By the time the shadows were lengthening – longer now than the umbrella thorns which cast them – and the birds of the veld, large and small, were beginning to roost, Hervey calculated they had made not far short of twenty miles. He could feel it in his bones. He had but an elementary knowledge of the human skeleton and its muscles, but he knew where and how a ride across country made its demands, and likewise how that distance on foot told.
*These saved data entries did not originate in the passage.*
PR #386, opened 2024-09-25
KUBE-576: Add impersonate cluster support

stgleb:


castai/resource_gke_cluster_id.go
```diff
@@ -0,0 +1,188 @@
...
+	tkn, err := createClusterToken(ctx, client, clusterID)
+	if err != nil {
+		return diag.FromErr(err)
+	}
+	if err := data.Set(FieldClusterToken, tkn); err != nil {
+		return diag.FromErr(fmt.Errorf("setting cluster token: %w", err))
+	}
+	data.SetId(clusterID)
+	// If client service account is set, create service account on cast side.
+	if len(data.Get(FieldGKEClientSA).(string)) > 0 {
```
aldor007, line 124: Shouldn't this be a separate resource?

stgleb: it is actually a new resource https://github.com/castai/terraform-provider-castai/pull/386/files#diff-a5a684b5b5f8e9cbaac3f6a93c0e15e642c09317befcb3e7e11c0a6fbb557f6aR33 I use it to create registered cluster first and initialize it with cast service account and service key.

castai/provider.go
```diff
@@ -38,6 +38,7 @@ func Provider(version string) *schema.Provider {
 			"castai_eks_cluster":                resourceEKSCluster(),
 			"castai_eks_clusterid":              resourceEKSClusterID(),
 			"castai_gke_cluster":                resourceGKECluster(),
+			"castai_gke_cluster_id":             resourceGKEClusterId(),
```
furkhat, line 41:
```suggestion
			"castai_gke_clusterid":             resourceGKEClusterId(),
```
Just to match naming style for `castai_eks_clusterid`

furkhat: I actually don't understand, how is it different from `castai_gke_cluster`?

stgleb: I don't think this is crucial, also it will cause changes in tf code as well.

ValyaB (approved):

PR #388, opened 2024-09-30
eks_cluster_existing - Eliminating the error msg: "Schedule with a name \"rebalance spots at every 30th minute\" already exists"

marenascastai:
- Eliminating the error message bellow when you run a plan & apply: 
```
│ Error: expected status code 200, received: status=409 body={"message":"Schedule with a name \"rebalance spots at every 30th minute\" already exists", "fieldViolations":[]}
│ 
│   with castai_rebalancing_schedule.spots,
│   on castai.tf line 194, in resource "castai_rebalancing_schedule" "spots":
│  194: resource "castai_rebalancing_schedule" "spots" {
```

-> **count** 
Once implemented , you can conditionally control the number of instances of a resource to be created, usually based on a boolean variable.
Pros:
- Very flexible and directly tied to Terraform's built-in capabilities.
You can control the number of instances with exact precision.

Cons:
- If set to 0, the resource will not be created, but Terraform will remove it from the state file if it already exists.
__________________________________

-> **var.executions**
Pros:
- Useful if you want more control, such as toggling creation and destruction behavior with more logic.
- Good for handling multiple conditions, not just resource existence.

Cons:
- Requires more management if the logic is complex.
- Slightly less flexible for simple yes/no decisions compared to count.


marenascastai:
Will not be necessary as we can suggest the customer to comment the assign policy in their provisioning and just uncomment when appears a need

PR #392, opened 2024-10-01
feat: adding woop scaling policy min/max for cpu and memory

JolantaSk:


castai/resource_workload_scaling_policy.go
```diff
@@ -158,6 +159,17 @@ func workloadScalingPolicyResourceSchema(function string, overhead float64) *sch
 				Description:      "The look back period in seconds for the recommendation.",
 				ValidateDiagFunc: validation.ToDiagFunc(validation.IntBetween(24*60*60, 7*24*60*60)),
 			},
+			"min": {
+				Type:        schema.TypeFloat,
```
varnastadeus, line 163: not sure if we have validation in api, but does this value can be less than the default? 🤔

JolantaSk: It can, and it should probably not. Will add validation to API 🙏

varnastadeus (approved):

UndeadRat22 (approved):

PR #396, opened 2024-10-08
feat: add woop anti-affinity settings to tf scaling policy

UOndro:


JolantaSk (approved):

januszp-castai (approved):

castai/resource_workload_scaling_policy.go
```diff
@@ -125,6 +125,21 @@ func resourceWorkloadScalingPolicy() *schema.Resource {
 					},
 				},
 			},
+			"anti_affinity": {
```
aivarasatkocaitiscastai, line 128: Name is a bit misleading IMO. What does it mean to set anti-affinity to true or false? I think our API has a better name `consider_anti_affinity` maybe we can keep it in line with API naming?

aivarasatkocaitiscastai (approved):

PR #405, opened 2024-10-16
KUBE-364: added node_group_arn

cirisked:


castai/resource_node_configuration.go
```diff
@@ -286,6 +287,12 @@ func resourceNodeConfiguration() *schema.Resource {
 								},
 							},
 						},
+						"node_group_arn": {
```
Tsonov, line 290: Add a const for the field name (like the others); makes it easier to list all fields at the top

castai/resource_node_configuration.go
```diff
@@ -286,6 +287,12 @@ func resourceNodeConfiguration() *schema.Resource {
...
+							Type:             schema.TypeString,
+							Optional:         true,
+							Description:      "Cluster's node group ARN used for CAST provisioned node pools",
```
Tsonov, line 293: Is this only used for hibernate or for all CAST pools? Does it apply only to EKS?  Some additional context in the description would be useful.

cirisked: EKS only, will update description.

castai/resource_node_configuration.go
cirisked: done

castai/resource_node_configuration.go
```diff
@@ -178,6 +179,13 @@ func resourceNodeConfiguration() *schema.Resource {
 							},
 							Description: "Cluster's security groups configuration for CAST provisioned nodes",
 						},
+						"node_group_arn": {
```
aldor007, line 182: Can you also add acceptance test case?

cirisked: done

aldor007 (approved):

Pampata showed no sign of the exertion. She seemed, indeed, to be in some sort of trance – not of the kind the witch doctor induced with his potions and spells, as if the body were possessed by some spirit of another place, but instead the product of the most singular concentration of mind (such was her determined intent to reach the kraal of Shaka's beloved). She refused rest. She said they could walk for another two hours before all light was gone, and that in a further three there would be a good moon, and that as long as there were stars to see by, they could continue their march.